Only lines holding "possibly" are needed; copy each of them from the data below.
-*-
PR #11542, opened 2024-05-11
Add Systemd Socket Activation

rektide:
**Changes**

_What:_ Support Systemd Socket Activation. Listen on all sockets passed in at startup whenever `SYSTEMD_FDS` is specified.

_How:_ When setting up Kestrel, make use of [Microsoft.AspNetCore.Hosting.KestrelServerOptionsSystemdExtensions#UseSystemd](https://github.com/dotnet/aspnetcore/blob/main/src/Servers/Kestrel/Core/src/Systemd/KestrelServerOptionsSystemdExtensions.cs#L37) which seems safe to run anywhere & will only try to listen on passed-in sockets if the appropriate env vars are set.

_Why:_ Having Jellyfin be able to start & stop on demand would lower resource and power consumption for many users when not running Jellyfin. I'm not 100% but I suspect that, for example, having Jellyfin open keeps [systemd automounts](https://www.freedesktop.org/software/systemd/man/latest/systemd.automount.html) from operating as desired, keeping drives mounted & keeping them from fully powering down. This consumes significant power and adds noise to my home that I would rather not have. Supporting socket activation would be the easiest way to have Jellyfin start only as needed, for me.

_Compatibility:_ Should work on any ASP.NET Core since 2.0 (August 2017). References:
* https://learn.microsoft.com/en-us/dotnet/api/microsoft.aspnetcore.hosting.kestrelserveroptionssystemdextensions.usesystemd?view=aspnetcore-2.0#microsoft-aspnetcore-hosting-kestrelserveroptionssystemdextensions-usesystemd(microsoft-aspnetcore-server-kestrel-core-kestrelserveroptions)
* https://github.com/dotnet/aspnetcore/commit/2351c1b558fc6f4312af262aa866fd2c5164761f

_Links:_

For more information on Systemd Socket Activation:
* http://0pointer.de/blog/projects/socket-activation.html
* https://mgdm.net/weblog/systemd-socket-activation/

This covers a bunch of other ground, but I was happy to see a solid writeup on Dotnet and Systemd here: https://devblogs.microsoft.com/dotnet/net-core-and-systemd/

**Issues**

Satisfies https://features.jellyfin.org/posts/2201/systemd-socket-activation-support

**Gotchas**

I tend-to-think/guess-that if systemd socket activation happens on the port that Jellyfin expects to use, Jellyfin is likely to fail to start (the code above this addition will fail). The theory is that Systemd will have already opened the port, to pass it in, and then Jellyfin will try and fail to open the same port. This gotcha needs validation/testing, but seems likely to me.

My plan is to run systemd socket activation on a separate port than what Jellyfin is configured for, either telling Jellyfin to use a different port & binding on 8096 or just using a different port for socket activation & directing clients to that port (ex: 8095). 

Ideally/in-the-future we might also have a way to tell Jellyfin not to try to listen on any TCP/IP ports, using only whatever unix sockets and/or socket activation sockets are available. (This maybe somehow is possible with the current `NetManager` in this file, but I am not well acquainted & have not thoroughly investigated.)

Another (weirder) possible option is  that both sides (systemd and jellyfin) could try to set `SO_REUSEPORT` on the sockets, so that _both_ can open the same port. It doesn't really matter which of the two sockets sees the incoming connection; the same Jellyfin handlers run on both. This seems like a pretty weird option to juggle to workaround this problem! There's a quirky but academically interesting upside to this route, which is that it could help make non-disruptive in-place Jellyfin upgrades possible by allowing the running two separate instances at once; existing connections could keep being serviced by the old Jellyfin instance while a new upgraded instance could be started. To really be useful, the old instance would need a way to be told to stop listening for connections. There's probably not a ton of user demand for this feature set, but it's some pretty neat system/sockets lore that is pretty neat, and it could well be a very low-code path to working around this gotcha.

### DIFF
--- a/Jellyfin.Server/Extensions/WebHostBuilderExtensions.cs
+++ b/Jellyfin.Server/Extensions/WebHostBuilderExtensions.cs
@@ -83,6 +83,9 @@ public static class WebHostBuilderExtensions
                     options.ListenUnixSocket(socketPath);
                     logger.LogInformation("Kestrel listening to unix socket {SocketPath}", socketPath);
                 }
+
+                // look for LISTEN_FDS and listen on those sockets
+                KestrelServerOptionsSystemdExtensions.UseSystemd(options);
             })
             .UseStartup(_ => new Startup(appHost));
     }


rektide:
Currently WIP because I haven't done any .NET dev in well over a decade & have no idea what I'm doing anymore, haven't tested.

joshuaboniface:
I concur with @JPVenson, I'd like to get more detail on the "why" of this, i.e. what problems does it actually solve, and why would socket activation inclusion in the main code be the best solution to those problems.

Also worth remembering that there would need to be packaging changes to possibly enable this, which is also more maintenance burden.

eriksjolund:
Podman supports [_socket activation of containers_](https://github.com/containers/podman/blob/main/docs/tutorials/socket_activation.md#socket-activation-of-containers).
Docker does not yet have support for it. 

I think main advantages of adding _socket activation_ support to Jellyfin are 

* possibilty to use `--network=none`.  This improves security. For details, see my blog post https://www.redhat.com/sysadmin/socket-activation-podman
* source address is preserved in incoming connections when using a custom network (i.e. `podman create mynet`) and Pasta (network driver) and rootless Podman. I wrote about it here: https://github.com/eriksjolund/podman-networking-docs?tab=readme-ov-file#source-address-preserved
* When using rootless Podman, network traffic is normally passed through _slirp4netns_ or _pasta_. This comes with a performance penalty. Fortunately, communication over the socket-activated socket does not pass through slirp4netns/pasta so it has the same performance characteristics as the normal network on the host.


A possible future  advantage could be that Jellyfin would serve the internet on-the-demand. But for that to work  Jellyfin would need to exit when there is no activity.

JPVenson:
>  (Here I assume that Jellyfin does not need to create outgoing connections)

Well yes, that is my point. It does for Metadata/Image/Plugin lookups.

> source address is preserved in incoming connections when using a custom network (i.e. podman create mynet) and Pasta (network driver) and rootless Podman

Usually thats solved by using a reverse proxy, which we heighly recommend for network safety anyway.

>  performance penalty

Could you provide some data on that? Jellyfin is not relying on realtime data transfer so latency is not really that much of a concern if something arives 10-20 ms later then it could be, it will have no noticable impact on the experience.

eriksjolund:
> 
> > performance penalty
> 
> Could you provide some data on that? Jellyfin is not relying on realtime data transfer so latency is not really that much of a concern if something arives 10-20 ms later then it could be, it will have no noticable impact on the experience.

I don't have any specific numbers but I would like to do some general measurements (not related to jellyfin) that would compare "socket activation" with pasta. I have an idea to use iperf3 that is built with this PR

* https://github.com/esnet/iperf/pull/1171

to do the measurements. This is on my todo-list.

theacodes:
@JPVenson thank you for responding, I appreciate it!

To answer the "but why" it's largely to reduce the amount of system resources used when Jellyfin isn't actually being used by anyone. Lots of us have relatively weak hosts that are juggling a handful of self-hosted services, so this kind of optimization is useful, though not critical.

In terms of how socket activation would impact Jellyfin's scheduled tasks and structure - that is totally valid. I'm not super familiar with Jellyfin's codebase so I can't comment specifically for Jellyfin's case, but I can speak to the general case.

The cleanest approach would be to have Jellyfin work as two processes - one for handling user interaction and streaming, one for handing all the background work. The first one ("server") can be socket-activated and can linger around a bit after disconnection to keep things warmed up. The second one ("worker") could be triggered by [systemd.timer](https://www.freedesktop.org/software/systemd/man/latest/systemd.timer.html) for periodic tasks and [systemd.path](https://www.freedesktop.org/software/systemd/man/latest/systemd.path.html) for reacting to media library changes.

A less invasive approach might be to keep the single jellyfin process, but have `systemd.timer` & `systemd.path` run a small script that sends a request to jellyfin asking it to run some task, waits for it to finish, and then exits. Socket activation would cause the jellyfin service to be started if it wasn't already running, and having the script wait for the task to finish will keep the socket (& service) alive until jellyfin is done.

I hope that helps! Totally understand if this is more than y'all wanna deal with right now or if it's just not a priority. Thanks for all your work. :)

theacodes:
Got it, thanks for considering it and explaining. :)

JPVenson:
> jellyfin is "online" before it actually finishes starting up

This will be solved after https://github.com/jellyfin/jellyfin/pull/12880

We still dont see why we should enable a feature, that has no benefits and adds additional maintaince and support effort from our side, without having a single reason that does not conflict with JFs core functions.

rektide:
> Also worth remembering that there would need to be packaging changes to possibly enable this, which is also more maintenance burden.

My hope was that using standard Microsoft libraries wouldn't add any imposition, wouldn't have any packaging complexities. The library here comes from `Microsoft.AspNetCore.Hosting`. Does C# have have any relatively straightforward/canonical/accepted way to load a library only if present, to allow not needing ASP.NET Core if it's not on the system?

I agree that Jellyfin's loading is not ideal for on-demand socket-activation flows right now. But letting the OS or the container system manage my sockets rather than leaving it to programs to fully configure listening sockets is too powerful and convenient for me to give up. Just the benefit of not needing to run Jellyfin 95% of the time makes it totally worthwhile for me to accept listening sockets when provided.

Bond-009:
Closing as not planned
-*-
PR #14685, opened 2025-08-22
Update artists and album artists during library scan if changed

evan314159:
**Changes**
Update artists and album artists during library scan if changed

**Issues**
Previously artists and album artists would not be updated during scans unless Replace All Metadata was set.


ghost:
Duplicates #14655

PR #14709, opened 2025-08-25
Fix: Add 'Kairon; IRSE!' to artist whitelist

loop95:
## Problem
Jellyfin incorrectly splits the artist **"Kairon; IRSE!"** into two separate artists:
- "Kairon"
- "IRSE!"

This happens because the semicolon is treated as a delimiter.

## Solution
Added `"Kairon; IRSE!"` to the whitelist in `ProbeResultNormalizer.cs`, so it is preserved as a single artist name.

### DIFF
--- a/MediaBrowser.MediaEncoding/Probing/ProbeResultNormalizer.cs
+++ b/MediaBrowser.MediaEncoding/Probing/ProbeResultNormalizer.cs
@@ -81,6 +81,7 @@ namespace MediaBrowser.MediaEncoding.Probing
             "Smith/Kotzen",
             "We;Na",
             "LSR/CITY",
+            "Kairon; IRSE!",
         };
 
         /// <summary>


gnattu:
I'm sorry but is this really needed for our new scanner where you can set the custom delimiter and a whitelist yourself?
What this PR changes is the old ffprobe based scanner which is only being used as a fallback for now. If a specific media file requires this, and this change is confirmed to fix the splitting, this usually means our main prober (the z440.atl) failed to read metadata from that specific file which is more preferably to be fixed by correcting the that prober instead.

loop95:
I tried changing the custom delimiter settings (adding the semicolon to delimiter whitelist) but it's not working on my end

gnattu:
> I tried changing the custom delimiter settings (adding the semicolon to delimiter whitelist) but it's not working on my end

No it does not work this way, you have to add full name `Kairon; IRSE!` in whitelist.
-*-
**ANSWER AREA:**
Also worth remembering that there would need to be packaging changes to possibly enable this, which is also more maintenance burden.
> Also worth remembering that there would need to be packaging changes to possibly enable this, which is also more maintenance burden.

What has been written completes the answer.